◆ **ASSIGNMENT**
Working through the lines below, return each one that holds "profileName".

Records excerpted from a collection:
PR #1445, opened 2020-05-28
JAVA-2793: Add composite config loader

olim7t:


core/src/main/java/com/datastax/oss/driver/api/core/config/DriverConfigLoader.java
```diff
@@ -265,6 +266,28 @@ static DriverConfigLoader fromMap(@NonNull OptionsMap source) {
...
+   *
+   * <p>The new config is reloadable if at least one of the input configs is. If you invoke {@link
+   * DriverConfigLoader#reload()} on the new loader, it will reload whatever is reloadable, or fail
+   * if nothing is. If the input loaders have periodic reloading built-in, each one will reload at
+   * its own pace, and the changes will be reflected in the new config.
+   */
+  @NonNull
+  static DriverConfigLoader compose(
+      @NonNull DriverConfigLoader primaryConfigLoader,
+      @NonNull DriverConfigLoader fallbackConfigLoader) {
```
olim7t, line 287: I was pondering adding a warning in the javadocs.

The feature works and I think it's good to have for completeness, but still it feels pretty convoluted.

core/src/main/java/com/datastax/oss/driver/api/core/config/DriverExecutionProfile.java
```diff
@@ -201,4 +219,109 @@ default Duration getDuration(@NonNull DriverOption option, @Nullable Duration de
    */
   @NonNull
   SortedSet<Map.Entry<String, Object>> entrySet();
+
+  @NonNull
+  @Override
+  default DriverExecutionProfile withBoolean(@NonNull DriverOption option, boolean value) {
+    return DerivedExecutionProfile.with(this, option, value);
+  }
```
olim7t, line 227: I realized the logic for derived profiles could be extracted in a generic implementation, so now it doesn't have to be done for every implementation, which is nice.

I still kept the overrides for the Typesafe implementation, because it can be done a bit better there.

core/src/main/java/com/datastax/oss/driver/internal/core/config/composite/CompositeDriverConfig.java
```diff
@@ -0,0 +1,60 @@
...
+                : v.refresh());
+  }
+
+  @NonNull
+  @Override
+  public Map<String, ? extends DriverExecutionProfile> getProfiles() {
+    // The map is updated lazily, if we want all the profiles we need to fetch them explicitly
+    for (String name :
+        Sets.union(primaryConfig.getProfiles().keySet(), fallbackConfig.getProfiles().keySet())) {
+      getProfile(name);
```
tomekl007, line 56: it looks a bit odd that we are ignoring the result from `getProfile()` call. Can we refactor it to not have side-effects, but to actually use the returned value? Or otherwise, change the method name to smth like: `refreshProfile()`?

core/src/main/java/com/datastax/oss/driver/internal/core/config/composite/CompositeDriverConfigLoader.java
```diff
@@ -0,0 +1,85 @@
...
+      return CompletableFutures.failedFuture(
+          new UnsupportedOperationException(
+              "Reloading is not supported (this is a composite config, "
+                  + "and neither the primary nor the fallback are reloadable)"));
+    } else if (!primaryConfigLoader.supportsReloading()) {
+      return fallbackConfigLoader.reload();
+    } else if (!fallbackConfigLoader.supportsReloading()) {
+      return primaryConfigLoader.reload();
+    } else {
+      return fallbackConfigLoader
```
tomekl007: - is there a specific reason for this order of reloading? ( I mean that fallback first, then primary)
- to double-check: the `thenCompose` will execute also if the fallback `reload()` will fail, right?
- Should we log it if there will be an error while reloading? (for example this:
https://github.com/datastax/java-driver/pull/1445/files#diff-dc57c9b73b57019d14f9babae5c5d7b2R72-R77)

core/src/main/java/com/datastax/oss/driver/internal/core/config/typesafe/TypesafeDriverExecutionProfile.java
```diff
@@ -269,7 +270,7 @@ public DriverExecutionProfile without(@NonNull DriverOption option) {
   @NonNull
   @Override
   public Object getComparisonKey(@NonNull DriverOption option) {
-    // No need to cache this, it's only used for policy initialization
+    // Override the default implementation because we can do much simpler
```
tomekl007: nit: maybe could you expand on that comment? When I am reading code it does not give me a lot of info. I think that there is too little context here.

core/src/main/java/com/datastax/oss/driver/api/core/config/DriverConfigLoader.java
adutra, line 287: While at it, why not introduce a varargs parameter here and allow to compose more than 2 loaders together?

core/src/main/java/com/datastax/oss/driver/api/core/config/DriverExecutionProfile.java
```diff
@@ -182,12 +184,28 @@ default Duration getDuration(@NonNull DriverOption option, @Nullable Duration de
...
+   * their options differ, two separate instances will be created.
+   *
+   * <p>The runtime return type does not matter, as long as identical sections (same options with
+   * same values, regardless of order) compare as equal and have the same {@code hashCode()}. The
+   * default implementation builds a map based on the entries from {@link #entrySet()}, it should be
+   * good for most cases.
    */
   @NonNull
-  Object getComparisonKey(@NonNull DriverOption option);
+  default Object getComparisonKey(@NonNull DriverOption option) {
```
adutra, line 198: The implementation in `MapBasedDriverExecutionProfile` is now identical. I think you can remove it, revapi seems to accept it.

core/src/main/java/com/datastax/oss/driver/internal/core/config/composite/CompositeDriverConfig.java
```diff
@@ -0,0 +1,60 @@
...
+import java.util.concurrent.ConcurrentHashMap;
+
+public class CompositeDriverConfig implements DriverConfig {
+
+  private final DriverConfig primaryConfig;
+  private final DriverConfig fallbackConfig;
+  private final Map<String, CompositeDriverExecutionProfile> profiles = new ConcurrentHashMap<>();
+
+  public CompositeDriverConfig(
+      @NonNull DriverConfig primaryConfig, @NonNull DriverConfig fallbackConfig) {
```
adutra, line 34: Again, if we are going through all this hassle, I feel like we should allow composition of N configs, not just 2.

core/src/main/java/com/datastax/oss/driver/internal/core/config/composite/CompositeDriverConfigLoader.java
```diff
@@ -0,0 +1,85 @@
...
+  @Override
+  public void onDriverInit(@NonNull DriverContext context) {
+    fallbackConfigLoader.onDriverInit(context);
+    primaryConfigLoader.onDriverInit(context);
+  }
+
+  @NonNull
+  @Override
+  public CompletionStage<Boolean> reload() {
+    if (!primaryConfigLoader.supportsReloading() && !fallbackConfigLoader.supportsReloading()) {
```
adutra, line 56: I find it a bit odd that a reload can be successful if only one of the inner loaders supports reloading, but would fail if both don't. Is there a specific reason why you think this is desirable? Imo the logic would seem easier to grasp if we failed as soon as one loader doesn't support reloading.

core/src/main/java/com/datastax/oss/driver/internal/core/config/composite/CompositeDriverExecutionProfile.java
```diff
@@ -0,0 +1,196 @@
...
+
+  /**
+   * Fetches the underlying profiles again from the two backing configs. This is because some config
+   * implementations support adding/removing profiles at runtime.
+   *
+   * <p>For efficiency reasons this is only done when the user fetches the profile again from the
+   * main config, not every time an option is fetched from the profile.
+   */
+  public CompositeDriverExecutionProfile refresh() {
+    // There's no `hasProfile()` in the public API because it didn't make sense until now. So
```
adutra, line 64: Can/should we add it?

core/src/main/java/com/datastax/oss/driver/internal/core/config/composite/CompositeDriverExecutionProfile.java
```diff
@@ -0,0 +1,196 @@
...
+  private volatile DriverExecutionProfile fallbackProfile;
+
+  public CompositeDriverExecutionProfile(
+      @NonNull DriverConfig primaryConfig,
+      @NonNull DriverConfig fallbackConfig,
+      @NonNull String profileName) {
+    this.primaryConfig = Objects.requireNonNull(primaryConfig);
+    this.fallbackConfig = Objects.requireNonNull(fallbackConfig);
+    this.profileName = Objects.requireNonNull(profileName);
+    refresh();
```
adutra: Calling a public method from a constructor is error-prone, could you extract the default implementation of `refresh()` to a private method?.

core/src/main/java/com/datastax/oss/driver/internal/core/config/typesafe/TypesafeDriverExecutionProfile.java
adutra: The implementation here is a one-liner, vs 8 lines in the default impl, that's what the comment is referring to.

adutra (changes requested):

core/src/main/java/com/datastax/oss/driver/api/core/config/DriverExecutionProfile.java
olim7t: That was my intention, I forgot. Thanks for pointing it out.

core/src/main/java/com/datastax/oss/driver/internal/core/config/composite/CompositeDriverConfigLoader.java
olim7t: The order does not matter, but you bring a good point about error handling, `thenCompose` does not execute the callback if the first future is failed. I'll fix the code to reload both independently and only combine the result after.

If an error occurs, it will be passed to the caller via the resulting stage, so we should not log it.

core/src/main/java/com/datastax/oss/driver/api/core/config/DriverConfigLoader.java
olim7t: Because it's overkill IMHO.

Frankly I already have doubts about composing two loaders (per my previous comment). Composing more than two sounds even more wrong.

You can always chain `compose()` calls.

core/src/main/java/com/datastax/oss/driver/internal/core/config/composite/CompositeDriverExecutionProfile.java
olim7t: Outside of this implementation I don't see a lot of value in the general case. I think users create profiles in their configuration and use them, it's not like you get a random opaque config and have to figure out what's in it.

core/src/main/java/com/datastax/oss/driver/internal/core/config/composite/CompositeDriverExecutionProfile.java
olim7t: Will do.

core/src/main/java/com/datastax/oss/driver/internal/core/config/typesafe/TypesafeDriverExecutionProfile.java
olim7t: 👍 I'll rephrase the comment.

core/src/main/java/com/datastax/oss/driver/internal/core/config/composite/CompositeDriverConfigLoader.java
olim7t: I guess it's a matter of interpretation, but the way I see it is that if something has dynamic parts and static parts, then the thing as a whole is still dynamic. Kind of like a dynamic web page, you wouldn't instruct the browser to cache it indefinitely because some of the resources are static.

core/src/main/java/com/datastax/oss/driver/internal/core/config/composite/CompositeDriverConfig.java
olim7t: It is a bit odd, the map acts as a loading cache, we need to fetch to make sure everything is up-to-date, but we end up using the map itself to build the result.

It's all private and within 15 lines of code though, I think it will be fine.

adutra (approved):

◆ **OUTPUT**
+      @NonNull String profileName) {
+    this.profileName = Objects.requireNonNull(profileName);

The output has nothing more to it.